ABOUT THIS TASK:
In how many lines of the data does the word "than" appear? Give the number by itself.

Stored data entries:
------------------------------
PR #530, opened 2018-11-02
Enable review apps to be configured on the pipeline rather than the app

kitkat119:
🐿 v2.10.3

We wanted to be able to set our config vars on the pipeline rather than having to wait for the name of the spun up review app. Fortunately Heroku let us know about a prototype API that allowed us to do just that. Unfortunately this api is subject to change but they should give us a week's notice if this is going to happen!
------------------------------
ANSWER TO THIS EXERCISE:
2